Un conflicto de intereses

Por Diana Fernández Irusta

Ese día creyó que su padre se moría de un síncope. Y que la responsable era ella.

Estaban en la oficina de un banco. Después de años (¿toda una vida?) de mantenerla rigurosamente excluida de esos menesteres, él había tomado una decisión magnánima: incluirla en una cuenta que hacía rato existía, y cuyos titulares eran todos los integrantes de la familia… menos Marcia, la hija mujer.

Por aquel tiempo, ella se analizaba con una terapeuta de modos más bien rudos.
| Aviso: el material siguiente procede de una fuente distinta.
PR #640, opened 2017-05-14
[WIP] - Separate canonical data methods from ExerciseCase

Insti:
> ExerciseCase should not be an OpenStruct and the canonical data should be kept separate from the methods of this class.

from Generator Improvements exercism/xruby#485.

Completes #622 to a usable state.

Outstanding issue: Update all the *_cases files to use the `canonical.` version.
These can easily be identified by emitting a warning whenever the forward method of ExerciseCase is called.

### DIFF
--- a/lib/generator/exercise_case.rb
+++ b/lib/generator/exercise_case.rb
@@ -6,13 +6,13 @@ module Generator
     include CaseHelpers
     include Assertion
 
-    attr_reader :case_data
-    def initialize(case_data:)
-      @case_data = case_data
+    attr_reader :canonical
+    def initialize(canonical:)
+      @canonical = canonical
     end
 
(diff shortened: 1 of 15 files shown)


lib/generator/exercise_case.rb
```diff
@@ -18,5 +19,17 @@ def name
     def skipped(index)
       index.zero? ? '# skip' : 'skip'
     end
+
+    private
+
+    def setup_forwards(data)
+      data.to_h.keys.each do |key|
+        send(:define_singleton_method, key) { forward(key) }
+      end
```
Insti: `method_missing` is a much nicer way to handle this.

Insti:
Superseded by #648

Que, a su manera más bien brutal, había cortado de cuajo cualquier asomo de pataleo (de Marcia) en relación a este temita, el dinero (siempre de otros). “Si en tu familia no te tienen confianza en estas cuestiones, será que no les das señales para que lo hagan”, era la frase que, con insistencia de veredicto, le llegaba desde las alturas del sillón de la analista.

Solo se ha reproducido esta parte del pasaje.